> [Work item]: Return a copy of every line in the records that includes the word "still".

> [Data provided]:
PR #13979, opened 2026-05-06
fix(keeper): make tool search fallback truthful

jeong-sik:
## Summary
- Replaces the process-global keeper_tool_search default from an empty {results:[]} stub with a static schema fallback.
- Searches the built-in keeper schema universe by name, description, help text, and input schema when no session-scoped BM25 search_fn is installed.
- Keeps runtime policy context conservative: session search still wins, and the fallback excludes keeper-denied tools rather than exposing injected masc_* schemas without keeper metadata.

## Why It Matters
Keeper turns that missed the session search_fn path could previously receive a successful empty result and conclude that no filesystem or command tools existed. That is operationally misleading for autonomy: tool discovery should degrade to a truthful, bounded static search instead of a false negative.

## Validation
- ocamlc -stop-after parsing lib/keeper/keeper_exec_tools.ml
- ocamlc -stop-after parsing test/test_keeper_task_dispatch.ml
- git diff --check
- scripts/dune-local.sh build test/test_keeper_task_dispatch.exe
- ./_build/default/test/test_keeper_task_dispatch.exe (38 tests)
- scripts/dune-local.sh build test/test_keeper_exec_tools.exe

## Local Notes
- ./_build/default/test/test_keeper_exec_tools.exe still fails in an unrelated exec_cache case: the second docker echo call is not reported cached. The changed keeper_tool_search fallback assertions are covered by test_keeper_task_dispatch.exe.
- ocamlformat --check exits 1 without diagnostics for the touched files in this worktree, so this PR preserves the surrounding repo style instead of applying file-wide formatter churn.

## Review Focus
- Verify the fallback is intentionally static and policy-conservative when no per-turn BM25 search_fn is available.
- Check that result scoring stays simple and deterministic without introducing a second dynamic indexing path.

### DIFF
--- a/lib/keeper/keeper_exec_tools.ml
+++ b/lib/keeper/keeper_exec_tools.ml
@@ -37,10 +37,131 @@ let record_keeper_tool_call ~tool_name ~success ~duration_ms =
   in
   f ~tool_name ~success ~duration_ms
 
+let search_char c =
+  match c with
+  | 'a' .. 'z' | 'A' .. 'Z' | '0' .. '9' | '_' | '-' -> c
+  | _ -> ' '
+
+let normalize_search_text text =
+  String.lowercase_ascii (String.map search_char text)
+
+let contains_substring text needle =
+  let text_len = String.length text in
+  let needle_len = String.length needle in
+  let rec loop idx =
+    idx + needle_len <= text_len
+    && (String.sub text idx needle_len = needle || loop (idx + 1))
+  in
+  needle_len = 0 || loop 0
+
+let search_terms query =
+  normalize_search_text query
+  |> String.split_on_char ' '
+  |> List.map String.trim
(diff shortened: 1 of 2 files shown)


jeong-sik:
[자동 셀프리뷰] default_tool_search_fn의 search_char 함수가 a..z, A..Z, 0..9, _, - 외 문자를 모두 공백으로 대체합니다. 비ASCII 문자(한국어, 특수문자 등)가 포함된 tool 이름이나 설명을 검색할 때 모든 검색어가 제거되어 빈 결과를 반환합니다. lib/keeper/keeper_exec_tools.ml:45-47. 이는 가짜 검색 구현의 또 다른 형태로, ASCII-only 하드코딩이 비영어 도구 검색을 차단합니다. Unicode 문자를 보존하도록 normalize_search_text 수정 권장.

> [Result of the exercise]:
- Keeps runtime policy context conservative: session search still wins, and the fallback excludes keeper-denied tools rather than exposing injected masc_* schemas without keeper metadata.
- ./_build/default/test/test_keeper_exec_tools.exe still fails in an unrelated exec_cache case: the second docker echo call is not reported cached. The changed keeper_tool_search fallback assertions are covered by test_keeper_task_dispatch.exe.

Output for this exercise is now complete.